### What the exercise asks
Your answer should restate each line of the data below word for word.

[Items from a data source]
◆ ◆ ◆

PR #97, opened 2018-11-23
Made codes more readable, prettier

AliN11:
I tried to make the codes become more standard, readable and prettier. Although it could be better yet.

### DIFF
--- a/src/Uri.php
+++ b/src/Uri.php
@@ -4,6 +4,7 @@ declare(strict_types=1);
 
 namespace Nyholm\Psr7;
 
+use InvalidArgumentException;
 use Psr\Http\Message\UriInterface;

◆ ◆ ◆

### The completed task
PR #97, opened 2018-11-23
Made codes more readable, prettier

AliN11:
I tried to make the codes become more standard, readable and prettier. Although it could be better yet.

### DIFF
--- a/src/Uri.php
+++ b/src/Uri.php
@@ -4,6 +4,7 @@ declare(strict_types=1);
 
 namespace Nyholm\Psr7;
 
+use InvalidArgumentException;
 use Psr\Http\Message\UriInterface;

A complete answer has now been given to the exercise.